- Goal of the exercise -
For the entries below, report the number of lines containing "approved", without any other content.

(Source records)

|---|

PR #89, opened 2024-10-11
Interface for IFbeam

sindhu-ku:
- Added new class for IFbeam interface in src/beam
- Can get POT info directly from IFBeam
- Have to also query other devices to get other beam info like horn current, position, etc.,


src/beam/IFBeam.h
```diff
@@ -0,0 +1,34 @@
...
+#include <map>
+#include <vector>
+#include <nlohmann/json.hpp>
+
+#include "Params.h"
+#include "CAF.h"
+#include "reco/IRecoBranchFiller.h"
+
+using BeamSpills = std::map<double, double>;
+using json = nlohmann::json;
```
chenel, line 14: `using` declarations in the global namespace in a header file is Bad Form, because any subsequent file that either `#include`s this header or is compiled in the same compilation unit as this header will have the aliases forced on them---which can cause accidental collisions.  In this case:

* `BeamSpills` is only used in a single place in the header, and all its occurrences both here and in the `.cxx` are within the class scope.  Just move this `using` declaration inside the `public` block of `IFBeam` and it should be fine.  (This avoids any collisions because the alias is then `IFBeam::BeamSpills`, which will never overlap anything else.)
* The `json` alias is only used in the `.cxx`, so move the `using` declaration there.  (Then the alias only exists when that `.cxx` is being compiled.)

src/beam/IFBeam.h
```diff
@@ -0,0 +1,34 @@
...
+public:
+    IFBeam(const std::vector<std::vector<std::pair<const cafmaker::IRecoBranchFiller*, cafmaker::Trigger>>>& groupedTriggers, bool is_data);
+    
+    double getPOT(const cafmaker::Params& par, std::vector<std::pair<const cafmaker::IRecoBranchFiller*, cafmaker::Trigger>>& groupedTrigger, int ii);
+
+private:
+    const std::string potDevice = "E:TRTGTD";
+    BeamSpills beamSpills;
+
+    void loadBeamSpills(const std::vector<std::vector<std::pair<const cafmaker::IRecoBranchFiller*, cafmaker::Trigger>>>& groupedTriggers);
```
chenel, line 26: While we're making aliases, adding 
```
using TriggerGroup = std::vector<std::pair<const cafmaker::IRecoBranchFiller*, cafmaker::Trigger>>;
```
to the `public` block of the class would simplify these a lot:
```suggestion
    IFBeam(const std::vector<std::vector<TriggerGroup>& groupedTriggers, bool is_data);
    
    double getPOT(const cafmaker::Params& par, TriggerGroup & groupedTrigger, int ii);

private:
    const std::string potDevice = "E:TRTGTD";
    BeamSpills beamSpills;

    void loadBeamSpills(const std::vector<TriggerGroup>& groupedTriggers);
```

src/beam/IFBeam.h
```diff
@@ -0,0 +1,34 @@
...
+    std::string createUrl(const std::string& min_time_iso, const std::string& max_time_iso);
+    double unitToFactor(const std::string& unit);
+};
+ 
+std::string toISO8601(double time_sec);
+double getTriggerTime(const cafmaker::Trigger& trigger);
```
chenel, line 32: These are also in the global namespace, and I don't think they really should be.  In fact I think the whole file should probably be inside `namespace cafmaker`, and it might even be worth moving these functions to the `util` subdirectory and making them further inside `cafmaker::util`...

src/beam/IFBeam.cxx
```diff
@@ -0,0 +1,172 @@
+#include "util/Logger.h"
+#include "util/Progress.h"
+#include "IFBeam.h"
+#include <curl/curl.h>
+#include <chrono>
+#include <regex>
+#include <sstream>
+#include <iomanip>
+#include <limits>
+
```
chenel, line 10: If you take my suggestion on the `.h`, either a `using namespace cafmaker` or (better, I think) enclosing the whole file from here in `namespace cafmaker { }` will be necessary

src/beam/IFBeam.cxx
```diff
@@ -0,0 +1,172 @@
...
+    auto ms = std::chrono::duration_cast<std::chrono::milliseconds>(tp.time_since_epoch()) % 1000;
+    if (ms.count() > 0) {
+        ss << '.' << std::setfill('0') << std::setw(3) << ms.count();
+    }
+    ss << (std::localtime(&in_time_t)->tm_gmtoff >= 0 ? '+' : '-')
+       << std::setfill('0') << std::setw(2) << std::abs(std::localtime(&in_time_t)->tm_gmtoff) / 3600
+       << ':' << std::setfill('0') << std::setw(2) << (std::abs(std::localtime(&in_time_t)->tm_gmtoff) % 3600) / 60;
+
+    return ss.str();
+}
```
chenel, line 37: as noted in the `.h`, I think there's a good argument that these don't belong in `IFBeam.cxx` (they're not IFBeam-specific)---they might be better served in a `util/db_utils` or something like that.  Worth considering at least.

src/beam/IFBeam.cxx
```diff
@@ -0,0 +1,172 @@
...
+        try {
+            auto json_data = json::parse(readBuffer);
+            for (const auto& spill : json_data["rows"]) {
+                double time = spill["clock"].get<double>() * ms_to_s;
+                std::string unit = spill["units"];
+                double pot = spill["value"].get<double>() * unitToFactor(unit);
+                beamSpills[time] = pot;
+            }
+        } catch (const json::exception& e) {
+            std::cerr << "Failed to parse JSON data: " << e.what() << std::endl;
```
chenel, line 109: do we really want to just write an error message and try to continue?  the result will be garbage POT values, which will take more effort to track down later.  I think the default behavior should be to crash right away.  If we _want_ to give people the ability to continue without POT---and I'd be interested to hear an argument for this use case, because I'm not seeing it offhand---I think it should be a FCL option that defaults to `false`.

chenel (approved):
The overall approach here looks sound to me.  I've made some comments inline about the strategy for when the IFBeam lookup fails and about the coding style---once we resolve those, we'll be good to go.

src/Params.h
```diff
@@ -45,12 +45,12 @@ namespace cafmaker
...
     fhicl::OptionalAtom<std::string> minervaRecoFile  { fhicl::Name{"MINERVARecoFile"}, fhicl::Comment("Input MINERVA reco .root file") };
 
-    // fixme: temporary hack for data.  should be removed when interface to IFDB is complete
-    fhicl::OptionalAtom<std::string> POTFile { fhicl::Name{"POTFile"}, fhicl::Comment("Input txt file with beam spill information") };
     
     // this is optional by way of the default value. Will result in an extra output file if enabled
     fhicl::Atom<bool> makeFlatCAF { fhicl::Name{"MakeFlatCAF"}, fhicl::Comment("Make 'flat' CAF in addition to structured CAF?"), true };
 
+    fhicl::Atom<bool> IsData { fhicl::Name("IsData"), fhicl::Comment("True if data"), false}; //Get IFbeam info if true, default is false
+
```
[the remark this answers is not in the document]
sindhu-ku: I am not sure. I was first thinking about basing it on whether there are GENIE or edep sim files given as inputs. But, sometimes maybe we wan't to run the simulation w/o truth? I am not sure why that would be the case, but we have done it in the past when truth matching had issues.

ndcaf_setup.sh
```diff
@@ -14,7 +14,9 @@ setup hdf5 v1_10_5a -q e20
 setup fhiclcpp v4_15_03 -q debug:e20
 setup edepsim v3_2_0c -q debug:e20
 
-# edep-sim needs to know where a certain GEANT .cmake file is...
+export LD_LIBRARY_PATH=$CURL_ROOT/lib:$LD_LIBRARY_PATH
```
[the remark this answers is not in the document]
sindhu-ku: I couldn't find it in the dune products folder. Is this an issue
Screenshot from 2024-10-17 14-12-54

src/beam/IFBeam.cxx
sindhu-ku: You are right, I missed this. Added abort also when the https request doesn't return anything.

sindhu-ku:
> The overall approach here looks sound to me. I've made some comments inline about the strategy for when the IFBeam lookup fails and about the coding style---once we resolve those, we'll be good to go.

Ok I think I have included all of your suggestions. Just need a smarter way to recognize a data file instead of using Params

src/Params.h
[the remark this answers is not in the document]
chenel: Okay.  Maybe then the thing to do here is:

- Use presence of (GENIE || edep-sim) as the default decision as to whether to use IFBEAM
- Change this switch's name from `IsData` to `ForceDisableIFBeam` (or whatever you want to call it), since that's actually the behavior this switch is meant to control.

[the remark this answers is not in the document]
sindhu-ku: Makes sense, updated it accordingly.

chenel:
I wonder if you've been waiting for me?  I think we should go ahead with what we have here for now, and continue to look for a way to determine whether a file is data in the future

sindhu-ku:
Oops didn't realize it was approved. Merging now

|---|

- Solution for this task -
2